Chain stores were created in the early part of the twentieth century, received fierce resistance, had many states pass laws outlawing them, and then saw those laws repealed. Ingram and Rao provide a sociological account, and analysis, of the enactment and repeal of chain store legislation. Their analysis focuses on the social movement literature but focus on the way that institutional helped influence the outcomes. In both cases, the state had to be involved in the delegitimation and legitimation of the chain store organizational form. Ingram and Rao argue that although neo-institutionalists as early as DiMaggio and Powell and Meyer and Rowan established that isomorphic pressure was often influenced, that theorists know very little about how this happens. They offer the example of chain store legislation as a way of understanding one example of how this happens.

They frame their argument in both the social movement literature and the institutional literature and build explicitly off of Rao 1998's Caveat emptor: The construction of nonprofit consumer watchdog organizations which occupies a similar theoretical place.

This story, however, looks more at the way that formal laws are influenced (e.g., Gusfield's Symbolic crusade: Status politics and the American temperance movement on the temperance movement) and the interaction between different types of interest groups and with a tact that looks more like a resource mobilization perspective from social movements. In particular, they describe the way that chain stores were able to take advantage of cooperative agricultural interests and retain worker unions which the chain stores will essentially willing to cut deals with in order to bring additional resources to their own attempt to create legitimacy for their form.

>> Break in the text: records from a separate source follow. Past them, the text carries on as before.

PR #11662, opened 2026-02-03
feat: Replace example tests in Vercel Sandboxes

anthonyshew:
## Summary

- Replaces the old example testing infrastructure with a new `check-examples.ts` script that runs examples in isolated Vercel Sandboxes
- Consolidates 5 separate CI jobs into a single `check-examples` job that runs on every PR
- Removes ~30 test package directories and associated helper scripts

Now, checking **all examples** takes ~2:30. Before even checking one of them took that long.

## Testing notes

The new checker validates all examples marked with `maintainedByCoreTeam: true` in their `meta.json`. It installs dependencies, runs all non-persistent `turbo` tasks, and verifies cache hits on second run.

### DIFF
--- a/examples/kitchen-sink/packages/ui/package.json
+++ b/examples/kitchen-sink/packages/ui/package.json
@@ -56,5 +56,8 @@
     "@types/react-dom": ">=18",
     "react": ">=18",
     "react-dom": ">=18"
+  },
+  "dependencies": {
+    "@swc/helpers": "^0.5.18"
   }
 }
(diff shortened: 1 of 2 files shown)


examples/check-examples.ts
```diff
@@ -0,0 +1,433 @@
...
+ *
+ * Validates all examples marked as `maintainedByCoreTeam` in meta.json
+ * by running them in isolated Vercel Sandboxes.
+ *
+ * This version creates fresh sandboxes for each run (no snapshots).
+ * Slower but simpler - no state management needed.
+ *
+ * Authentication:
+ * - For local development: Run `vercel link` and `vercel env pull` first
+ * - For CI/CD: Set VERCEL_TOKEN environment variable
```
anthonyshew:
```suggestion
```

PR #11678, opened 2026-02-05
Update NODE_VERSION to 24.13.0 in Dockerfile

i5d6:
A flaw in Node.js's buffer allocation logic can expose uninitialized memory when allocations are interrupted, when using the `vm` module with the timeout option. Under specific timing conditions, buffers allocated with `Buffer.alloc` and other `TypedArray` instances like `Uint8Array` may contain leftover data from previous operations, allowing in-process secrets like tokens or passwords to leak or causing data corruption. While exploitation typically requires precise timing or in-process code execution, it can become remotely exploitable when untrusted input influences workload and timeouts, leading to potential confidentiality and integrity impact.


anthonyshew:
Closing in favor of https://github.com/vercel/turborepo/pull/11679. Please fix your automations.

PR #2328, opened 2016-05-30
Terms of Service

mbarrenechea:
This Pr contains:
- New structure
- New behaviour (we don't navigate to the accept_terms anymore)
- Styles refactorized


mbarrenechea:
We are still working on this. We need to: "Warn users that they implicitly agree to GFW's terms whenever they download or upload data. i.e., "By downloading data you agree to the GFW Terms of Service [include hyperlink]." This message needs to be on the Open Data Portal (ideally surfaced at the time users click to download data), on the map when users download data, on the submit a story page, and when users upload data on the map for analysis and subscription." I'm going to talk with designers

mbarrenechea:
@adammulligan This is ready to merge. One thing:
- Eventually, we are not going to use the ConfirmModalView, but we can keep it for future implementations.

PR #2349, opened 2016-06-06
Feature/country dropdown re amendments

mbarrenechea:
This PR contains:
- Analyze and subscribe from country dropdown
- New event to know if a layer is analyzable ('Analyze/enabled')
- Some standardisation of the mps events
- Legend fix


adammulligan:
I think we should maybe have some popover boxes for the analysis, etc. icons in the country dropdown as right now they're a bit confusing (I know they have the alt text, but it doesn't shop up straight away in most browsers). Perhaps something like the ones in the analysis box?

screenshot 2016-06-06 17 12 08

mbarrenechea:
Ok, I've added a tooltip but, if the text is bigger, we are going to have some issues. Let's see if this works for you

adammulligan:
No, that's perfect, thanks for changing it!

PR #2351, opened 2016-06-06
Sitemap implementation

andresgnlez:


app/assets/stylesheets/layouts/_sitemap.scss
```diff
@@ -0,0 +1,135 @@
...
+    margin-bottom: 15px;
+
+    > a {
+      font-size: 19px;
+      line-height: 1.7px;
+      font-weight: 300;
+      color: $cGreen;
+    }
+
+    &:hover {
```
mbarrenechea: It will better if we put the hover in the "a" tag, as long as the "li" is not going to take us anywhere. The same with the other ones

mbarrenechea:
Great!! I did the last little things, so don't worry about this anymore. Thank you

PR #2365, opened 2016-06-09
Fix: fit to geom fixed

mbarrenechea:
This PR contains:
- fix to geom if the param `fix_to_geom` exists
- console.log removed


adammulligan:
😍 😍 😍 

This seems to work in my quick local tests, but I think the real test will be trying it out on staging, etc. I'll deploy now!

They offer a series of formal hypotheses:

  • 1a: The rate of anti-chain legislative outcomes will increase with the number of independent stores in a state.
  • 1b: The rate of pro-chain legislative outcomes will increase with the number of chain stores in the state.
  • 2: The rate of anti-chain legislative outcomes will increase with the degree of segment homogeneity of independents in a state.
  • 3: The rate of pro-chain legislative outcomes will increase with the number of retail workers in the state.
  • 4a: The rate of anti-chain legislative outcomes will increase with the size of of non-cooperative agricultural interests in a state.
  • 4b: The rate of pro-chain legislative outcomes will increase with the size of of cooperative agricultural interests in a state.

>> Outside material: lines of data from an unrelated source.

PR #2367, opened 2016-06-09
SGF-amendments

andresgnlez:


app/views/small_grants_fund/index.html.erb
```diff
@@ -49,26 +49,26 @@
           <div class="frame js_frame">
             <ul class="slides js_slides">
               <li class="js_slide">
-                <div class="m-card">
-                  <a href="">
+                <div class="m-card -big-padding">
+                  <a class="full-click-link" href="">
```
mbarrenechea: I don't think that these are links...

app/views/small_grants_fund/index.html.erb
```diff
@@ -160,15 +160,15 @@
       <div class="m-card -fullWidth">
         <h2 class="card-title">Resources and support</h2>
 
-        <a href="" class="card-title-subitle _bold _uppercase">small grand funds webinars</a>
+        <a href="/getinvolved/apply-to-the-small-grants-fund" class="card-title-subtitle _bold _uppercase">small grand funds webinars</a>
```
mbarrenechea: This is incorrect. It should point to the new howto, As long as we are deploying it, I will change it, don't worry

app/views/small_grants_fund/index.html.erb
```diff
@@ -160,15 +160,15 @@
...
         <ul class="link-list">
-          <li><a href="">How to apply</a></li>
-          <li><a href="">Stories from the Field: 2015 projects</a></li>
+          <li><a href="/getinvolved/apply-to-the-small-grants-fund">How to apply</a></li>
```
mbarrenechea: You are already in the new page of small grants fund (the other one is going to be removed), this is not correct. Maybe you should set the Guidelines for Aplicants link. You have already usedit

PR #2462, opened 2016-07-12
Fix bug and move logic to presenter

j8seangel:
Fix bug not showing the modal after finish

Unify the logic into the presenter


app/assets/javascripts/map/helpers/guides.js
```diff
@@ -159,7 +146,7 @@ define([
 
       // Layers module
       {
-        selector: "#layersnav-forest-change",
```
j8seangel: We need to use the same editor config to avoid this kind of diffs (Mine is config to avoid trailing spaces)

adammulligan: I agree with this, I'm also not a fan of trailing white space. Maybe we should try something like http://editorconfig.org ?

j8seangel: We [have it](https://github.com/Vizzuality/gfw/blob/master/.editorconfig) !  So maybe it was an old file without the rules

They also offer a series of hypotheses about interstate diffusion:

  • 5a: Legislative contention will do more to promote anti-chain store outcomes in other states when the anti-chain store forces in the state are higher.
  • 5b: Legislative contention will do more to promote pro-chain store outcomes in other states when the pro-chain store forces in the state are higher.
  • 6: Susceptibility of a state to influence by action in other states will decrease with the degree of segment homogeneity in the focal state.
  • 7: Pro-chain store legislative outcomes will increase with Supreme Court decisions striking down anti-chain-store legislation.

The hypotheses using a dataset assembled by the authors associated with different years and states and with legislative information. The two dependent variables are the passage of pro- or anti- chain-store legislation.

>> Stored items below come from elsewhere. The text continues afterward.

PR #2468, opened 2016-07-19
Feature/subscription refactor

j8seangel:
Refactor the publish view:
- Put the logic together in the presenter.
- Use the new api
- Fix the user email update


app/assets/javascripts/map/presenters/tabs/AnalysisNewPresenter.js
```diff
@@ -349,10 +349,50 @@ define([
...
-          this.status.set('wdpaid', wdpaid);
+        'Analysis/shape': function(data) {
+          this.status.set({
+            useid: data.useid,
+            use: data.use,
+            wdpaid: data.wdpaid,
+          })
+        }
+      },
+      {
```
mbarrenechea: We will take a look at this function in the future. Too much logic in an mps subscription.

PR #2474, opened 2016-07-26
(Don't Merge Yet) New GLAD for production

adammulligan:
This is a disposable branch for merging the new GLAD layer to master, as we're not moving the new API to production in time for the August 2nd GLAD release. We might do a soft launch before the end of this week, but I'll need to find out from WRI first before we deploy this.

This introduces the following things that should be tested thoroughly before release:

* new GLAD layer with tiles automatically generated by WRI
* language selector for subscription emails
* GLAD timeline uses dates from ArcGIS
* Confirmed alerts toggle
* GLAD coverage layer should also contain Brazil

Before deployment, we also need to copy over the GLAD layerspec changes from nuclear_hazard to the production table.


mbarrenechea:
I'm going to close this one, as long as the new Glad layer will be deployed next monday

Hypotheses 4a and 4b are not supported. Indeed, the results show an asymmetry asymmetry in that the number of independents influenced the the anti-chain store but that repeal "happened on the chain store's turf". Essentially, chains were able to use their national networks to use supra-state organizations and structure to enact legislation at that level, but their opponents, operating at the within-state level, were much less effective at influencing outcomes.

The authors suggest that the relationship between the chain and independent effort can be associated with the (often unexplored) distinction between interest groups and social movements -- the former are without organization.

Theoretical and Practical Relevance

Ingram and Rao's article has been cited more than 50 times in the 6 years since it's publication. It is frequently used as a citation in the growing sociological literature on markets and movements.